By Jade Myers/campus editor
Public schools need to actually prepare students for college life, not just standardized testing.
There is no hand holding in college classes, just like there is none at a job.
High school teachers should be lecturing by junior year at least, not giving their students notes or worksheets and not giving them homework even, except for maybe project-based homework.
That way students have to learn how to take proper notes and prepare for a test, like how to not wait until the night before to study for a test.
College is also usually the first time that students don’t get little worksheets and review sheets to help them learn the material.
Students in their first semester sit through a lecture and after usually think, “Oh, the teacher didn’t assign homework, so I don’t have to do anything for class.”
Wrong.
In college, it is the students’ job to spend time learning the material. But they don’t know how to because in high school they were given everything.
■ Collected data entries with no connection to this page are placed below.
PR #1581, opened 2021-03-12
Nn 3220 use new csra classification prop

sp-watson:
Use the csraClassificationCode added to the prison-api endpoint for full offender details, instead of the csra prop, which just gave the last result

### DIFF
--- a/backend/shared/csraHelpers.js
+++ b/backend/shared/csraHelpers.js
@@ -1,0 +1,10 @@
+const csraTranslations = {
+  LOW: 'Low',
+  STANDARD: 'Standard',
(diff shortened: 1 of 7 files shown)


backend/shared/csraHelpers.js
```diff
@@ -0,0 +1,9 @@
+const csraTranslations = {
+  LOW: 'Low',
+  STANDARD: 'Standard',
+  HI: 'High',
```
JamieDraperUK, line 4: :grin: - Should be HIGH?

JamieDraperUK (approved):
LGTM

PR #2838, opened 2025-02-13
CDPS-1197: Removing redirect exemptions flag

brightonsbox:
For a while now, there have been no `PRISONER_PROFILE_REDIRECT_EXEMPTIONS` so this config can be removed.  However in doing so, we can no longer use exemption caseload configuration in integration tests - the integration tests now show the reality of the remaining users that can still access the old profile - those with no caseloads.


backend/controllers/prisonerProfile/prisonerProfileBackLinkRedirect.ts
```diff
@@ -1,21 +1,13 @@
 import config from '../../config'
-import { isRedirectCaseLoad } from '../../utils'
```
brightonsbox, line 2: Removing `isRedirectCaseLoad` since this was based purely on exemption case loads which this PR is removing.  This means that this always redirects to the Prisoner Profile, which is why `backLink.ts` is removed above

backend/controllers/prisonerProfile/prisonerProfileRedirect.ts
```diff
@@ -11,9 +10,7 @@ export default ({ path, handler }) => {
       `Old prisoner profile disabled from: ${config.app.prisonerProfileRedirect.oldPrisonerProfileInaccessibleFrom}`
     )
 
-    const redirectEnabled = isRedirectCaseLoad(activeCaseLoadId)
-
-    if (activeCaseLoadId && redirectEnabled) {
+    if (activeCaseLoadId) {
```
brightonsbox, line 13: Without the concept of exemptions, we can see clearer that the Prisoner Profile redirect is now solely on whether the user has an activeCaseLoad set!

backend/utils.ts
```diff
@@ -344,10 +344,6 @@ export const stringWithAbbreviationsProcessor = (string: string): string => {
   return establishmentName
 }
 
-export const isRedirectCaseLoad = (activeCaseLoadId: string): boolean => {
```
brightonsbox, line 347: This was purely taking into account the exemptions list which we are getting rid of in this PR

integration-tests/integration/alerts/createAlert.cy.js
```diff
@@ -7,7 +7,7 @@ const NotFoundPage = require('../../pages/notFound')
 context('A user can add an alert', () => {
   beforeEach(() => {
     cy.task('resetAndStubTokenVerification')
-    cy.task('stubSignIn', { username: 'ITAG_USER', caseload: 'MDI', roles: ['ROLE_UPDATE_ALERT'] })
```
brightonsbox, line 10: Given there are no exemptions in the cypress config any more, the only way many endpoints can be accessed is now if the user has no caseloads

integration-tests/integration/caseNotes/case-note-amendments.cy.js
```diff
@@ -94,7 +96,8 @@ context('Case note amendments', () => {
     page.moreDetail().type('Hello, world!')
     page.save().click()
 
-    CaseNotesPage.verifyOnPage('Smith, John')
+    // Weirdly a user can create the case note but can't access the case note page...
```
brightonsbox, line 99: Uncovering some interesting facts about how users with no caseloads would have been able to interact with the old profile!

integration-tests/integration/prisonerProfile/caseNotesPage.cy.js
```diff
@@ -1,335 +1,17 @@
...
-  ],
-  eventId: -23,
-}
-
-const replicate = ({ data, times }) =>
-  Array(times)
-    .fill()
-    .map(() => data)
-
-context('A user can view prisoner case notes', () => {
```
brightonsbox, line 40: This is not possible now

integration-tests/integration/prisonerProfile/prisonerWorkAndSkills.cy.js
```diff
@@ -559,9 +549,8 @@ context('Prisoner Work and Skills', () => {
           cy.get($workScheduleLink).contains('View 7 day schedule')
         })
 
-        cy.get('[data-test="work-unacceptableAbsence"]').contains('Last 30 days')
-        cy.get('[data-test="work-unacceptableAbsence"]').contains('4')
-        cy.get('[data-test="work-absencesLink"]').contains('View unacceptable absences for the last 6 months')
+        cy.get('[data-test="work-unacceptableAbsence"]').should('not.exist')
+        cy.get('[data-test="work-absencesLink"]').should('not.exist')
```
brightonsbox, line 553: Some bits of the work and skills were conditional on a list of 'accelerator' caseloads containing the user's active caseload - now the only way the user can access this is if they have NO caseload, so these bits are no longer visible at all

views/prisonerProfile/prisonerProfessionalContacts/prisonerProfessionalContacts.njk
```diff
@@ -76,9 +76,5 @@
     {% endif %}
   {% endfor %}
 
-  {% if useNewProfile %}
```
brightonsbox, line 79: This was always true with no exemptions

scottrowley (approved):

PR #2857, opened 2025-02-24
CDPS-1252: Updating NodeJS to 22.14

brightonsbox:


Dockerfile
```diff
@@ -1,4 +1,4 @@
-FROM node:20.9-bullseye-slim as builder
+FROM node:22.9-bullseye-slim as builder
```
davidatmoj, line 1: Should this be 22.14-bookworm-slim ?
And below too (bookworm)

davidatmoj (approved):

PR #2895, opened 2025-04-30
BAVL-813 removing the master VLPM appointments feature toggle, now safe to remove.

matt-crowson-moj:
This BVLS feature toggle is now safe to be removed.  The supported appointments types for VLB and VLPM are now well and truly live.


backend/config.ts
```diff
@@ -38,11 +38,7 @@ export const app = {
     scheduleRedirectForPrisons: process.env.HOMEPAGE_SCHEDULE_REDIRECT_FOR_PRISONS || '',
     exemptions: process.env.HOMEPAGE_REDIRECT_EXEMPTIONS || '',
   },
-  bvlsMasteredVlpmFeatureToggleEnabled: process.env.BVLS_MASTERED_VLPM_FEATURE_TOGGLE_ENABLED === 'true',
-  bvlsMasteredAppointmentTypes: [
-    'VLB',
-    process.env.BVLS_MASTERED_VLPM_FEATURE_TOGGLE_ENABLED === 'true' ? 'VLPM' : undefined,
-  ].filter(Boolean),
+  bvlsMasteredAppointmentTypes: ['VLB', 'VLPM'].filter(Boolean),
   gitRef: process.env.GIT_REF || '',
```
timharrison-moj, line 42: Does it need the filter(Boolean) any more?

timharrison-moj (approved):
LGTM. Small question on filter needed.

backend/config.ts
matt-crowson-moj: This isn't the toggle.  This is the supported appointment types.

timharrison-moj: Yup, I realise that. I see what its doing on 2nd look - the `.filter(Boolean)` part is there so it can be used in a certain way. All good.

PR #2937, opened 2025-06-02
BAVL-901 small content changes for the BVLS court and probation appointments containing notes.

matt-crowson-moj:
Small content change for BLVS appointments to show 'None entered' instead of 'Not entered' for notes when none present for consistency across services.


timharrison-moj (approved):
LGTM

PR #2958, opened 2025-07-02
BAVL-949 removing old comments code that has been sitting behind the public and private notes feature toggle.

matt-crowson-moj:
Removing no longer needed (old) BVLS code now that we are happy the feature toggled code is running fine.

I have run this locally as well and appears to be working as expected.

Screenshots showing 2 BVLS bookings and one not.

dps-court

dps-probation

dps-canteen


sameer-moj (approved):
LGTM

PR #2993, opened 2025-09-16
BAVL-1081 removal of feature guest PIN/link toggle

matt-crowson-moj:
Guest PIN / link functionality has now been live long enough to warrant the removal of the feature toggle code that sits around it.


timharrison-moj (approved):
LGTM

PR #3005, opened 2025-10-02
CDPS-1617: Use shared items lib for alert flags

brightonsbox:


backend/controllers/search/prisonerSearch.ts
```diff
@@ -127,10 +127,7 @@ export default ({
           assignedLivingUnitDesc: formatLocation(prisoner.assignedLivingUnitDesc),
           name: putLastNameFirst(prisoner.firstName, prisoner.lastName),
           alerts: alertFlagLabels.filter((alertFlag) =>
-            alertFlag.alertCodes.some(
-              (alert) =>
-                prisoner.alertsDetails && prisoner.alertsDetails.includes(alert) && profileAlertCodes.includes(alert)
```
brightonsbox, line 132: profileAlertCodes match up exactly with the codes in the library's alertFlagLabels so we can remove this array and the checks

PR #3006, opened 2025-10-03
CDPS-1617: Update Docker file, move to alpine, and fix asset cache busting

brightonsbox:


Dockerfile
```diff
@@ -1,59 +1,78 @@
...
-RUN npm prune --production
+# Define env variables for runtime health / info
+ENV BUILD_NUMBER=${BUILD_NUMBER}
+ENV GIT_REF=${GIT_REF}
+ENV GIT_BRANCH=${GIT_BRANCH}
 
-FROM node:22.14-bookworm-slim
-LABEL maintainer="HMPPS Digital Studio <info@digital.justice.gov.uk>"
+# Stage: build assets
+FROM base AS build
```
brightonsbox, line 34: I *think* that this wasn't working because `ARG GIT_REF` wasn't defined again in this second stage

ushkarev (approved):

PR #3148, opened 2026-07-01
MAPB-579 Migrate to non-residential service-type locations endpoint

Mjwillis:
## What
Migrate off the deprecated locations-inside-prison-api endpoint `GET /locations/prison/{prisonId}/non-residential-usage-type/{usageType}` to its replacement `GET /locations/non-residential/prison/{prisonId}/service/{serviceType}` (`serviceType=APPOINTMENT`).

## Why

This sets them up for failure in an environment that is already new. Paying for classes, the amount of people in classes and time management is new to most of them.
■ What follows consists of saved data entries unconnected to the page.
PR #205, opened 2020-02-21
Use multiplexed thrift

davidfurey:
With service name to identify the desired service

## Why are you doing this?

Thrift has a meta-protocol that supports serving multiple services across a single link.  Adding support for it will allow us to split the interface that the native layer provide into logically separate services without needing to create a different webview<->native postMessage connection.  

The Thrift spec allows an arbitrary string to identify a service, but we are choosing to use the service name as defined in the `thrift` file.

### DIFF
--- a/src/native/thrift/nativeConnection.ts
+++ b/src/native/thrift/nativeConnection.ts
@@ -132,5 +132,6 @@ export function createAppClient<TClient extends ThriftClient<void>>(
             super(new Protocol(transport), ServiceClient.serviceName ?? "")
         }
     }
-    return new ServiceClient(new NativeConnection(getTransport(transport), NamedMultiplexedProtocol));
+    const connection = new NativeConnection(getTransport(transport), NamedMultiplexedProtocol)
+    return new ServiceClient(connection)
 }
--- a/src/native/thrift/nativeConnection.ts
+++ b/src/native/thrift/nativeConnection.ts
@@ -6,6 +6,7 @@ import {
     getProtocol,
     TransportType,
     ProtocolType,
+    TTransport,
     ITransportConstructor,
     IProtocolConstructor,
     TApplicationException,
@@ -13,6 +14,8 @@ import {
 } from '@creditkarma/thrift-server-core'
 
 import * as uuid from 'uuid';
+
+import { TMultiplexedProtocol } from './protocols'
 
 declare global {
     interface Window {
@@ -123,5 +126,11 @@ export function createAppClient<TClient extends ThriftClient<void>>(
     transport: TransportType = 'buffered', 
     protocol: ProtocolType = 'compact'
 ): TClient {
-    return new ServiceClient(new NativeConnection(getTransport(transport), getProtocol(protocol)));
+    class NamedMultiplexedProtocol extends TMultiplexedProtocol {
+        constructor(transport: TTransport) {
+            const Protocol = getProtocol(protocol)
+            super(new Protocol(transport), ServiceClient.serviceName ?? "")
+        }
+    }
+    return new ServiceClient(new NativeConnection(getTransport(transport), NamedMultiplexedProtocol));
 }
--- a/src/native/thrift/protocols.ts
+++ b/src/native/thrift/protocols.ts
@@ -165,7 +165,7 @@ export class TMultiplexedProtocol extends TProtocolDecorator {
     }
   
     writeMessageBegin(name: string, type: MessageType, seqid: number): void {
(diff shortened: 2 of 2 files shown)


src/native/thrift/protocols.ts
```diff
@@ -0,0 +1,178 @@
...
+    TType,
+    MessageType,
+    IThriftMessage,
+    IThriftStruct,
+    IThriftMap,
+    IThriftField,
+    IThriftList
+} from '@creditkarma/thrift-server-core'
+
+export abstract class TProtocolDecorator extends TProtocol {
```
davidfurey: Based on https://github.com/apache/thrift/blob/master/lib/java/src/org/apache/thrift/protocol/TProtocolDecorator.java

src/native/thrift/protocols.ts
```diff
@@ -0,0 +1,178 @@
...
+    }
+    readString(): string {
+        return this.concreteProtocol.readString();
+    }
+    skip(type: TType): void {
+        return this.concreteProtocol.skip(type);
+    }
+}
+
+export class TMultiplexedProtocol extends TProtocolDecorator {
```
davidfurey: Based on https://github.com/apache/thrift/blob/master/lib/java/src/org/apache/thrift/protocol/TMultiplexedProtocol.java

src/native/thrift/protocols.ts
```diff
@@ -0,0 +1,178 @@
...
+    static readonly separator = ":"
+    readonly serviceName: string
+    
+    constructor(protocol: TProtocol, serviceName: string) {
+        super(protocol);
+        this.serviceName = serviceName;
+    }
+  
+    writeMessageBegin(name: string, type: MessageType, seqid: number): void {
+        if (type == MessageType.CALL || type == MessageType.ONEWAY) {
```
JamieB-gu:
```suggestion
        if (type === MessageType.CALL || type === MessageType.ONEWAY) {
```

should fix the lint errors.

src/native/thrift/protocols.ts
JamieB-gu: What's the thinking behind the intermediate `TProtocolDecorator` vs extending `TProtocol` directly?

davidfurey: Discussed in person, but in summary: the ProtocolDecorator is necessary so that TMultiplexedProtocol can wrap any non-abstract TProtocol.

src/native/thrift/nativeConnection.ts
```diff
@@ -123,5 +126,12 @@ export function createAppClient<TClient extends ThriftClient<void>>(
     transport: TransportType = 'buffered', 
     protocol: ProtocolType = 'compact'
 ): TClient {
-    return new ServiceClient(new NativeConnection(getTransport(transport), getProtocol(protocol)));
+    class NamedMultiplexedProtocol extends TMultiplexedProtocol {
```
webb04: If it's now multuplexed, should `createAppClient ` be renamed? I'm assuming we'll be making two, one for `webview.thrift` and for `native.thrift`?

davidfurey: We won't create one for `webview.thrift` and `native.thrift`.  We might split `native.thrift` out into
```
service Native {
    i32 nativeThriftPackageVersion()
}

service Commercial {
    void insertAdverts(1:list<AdSlot> adSlots),
    void updateAdverts(1:list<AdSlot> adSlots)
}

service Acquistions {
    void launchFrictionScreen(),
    MaybeEpic getEpics(),
    void epicSeen()
}

service Notifications {
    void follow(1:Topic topic),
    void unfollow(1:Topic topic),
    bool isFollowing(1:Topic topic),
}

service User {
    bool isPremium()
}

service ??? {
    void launchSlideshow(1:list<Image> images, 2:i32 selectedIndex)
}
```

There are enough new things they are learning to deal with in college. Good note taking and study techniques should not be a new thing for them, especially after 13-plus years of going to school.
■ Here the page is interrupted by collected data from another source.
PR #212, opened 2020-02-27
Renderer.ts tests

webb04:
## Why are you doing this?
Health OKR is to reach 75% test coverage across our main server-side parsing logic.
This PR increases the coverage to above 75% for `renderer.ts` and `item.ts`


src/item.test.ts
```diff
@@ -0,0 +1,400 @@
...
+        mediaId: "",
+        mediaApiUri: "https://image.co.uk",
+        suppliersReference: "",
+        imageType: ""
+    }
+})
+
+describe('fromCapi returns correct Item', () => {
+    test('media', () => {
+        const item = fromCapi(JSDOM.fragment)(contentWithTag('type/audio'));
```
JamieB-gu: It should be possible to use partial application here to avoid having to call `fromCapi` with all arguments each time:

```ts
const f = fromCapi(JSDOM.fragment);

// Tests

const item = f(contentWithTag('type/audio'));
const item = f(reviewContent);

// etc.
```

src/renderer.test.ts
```diff
@@ -1,6 +1,68 @@
...
+const tweetElement = (): BodyElement =>
+    ({
+        kind: ElementKind.Tweet,
+        content: JSDOM.fragment('<span>Tweet contents<span>').querySelectorAll('span'),
+    })
+
+const render = (element: BodyElement): ReactNode[] =>
+    renderAll('dummySalt')(Pillar.news, [element]);
+
+const renderTextElement = compose(render, textElement);
```
JamieB-gu: Nice!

The other problem is the classes they take in high school.
They need to take the basics like history, government, math, science and English. But in the last year or two, they could take life skill classes instead of useless electives.
Students should be learning about how credit and loans work. Most teenagers don’t know that you need credit to get the bigger things in life like a car or a house.
Classes about how to do taxes, how to live on a monthly budget and all the other life skills you need to know after high school should be required before the next step of college.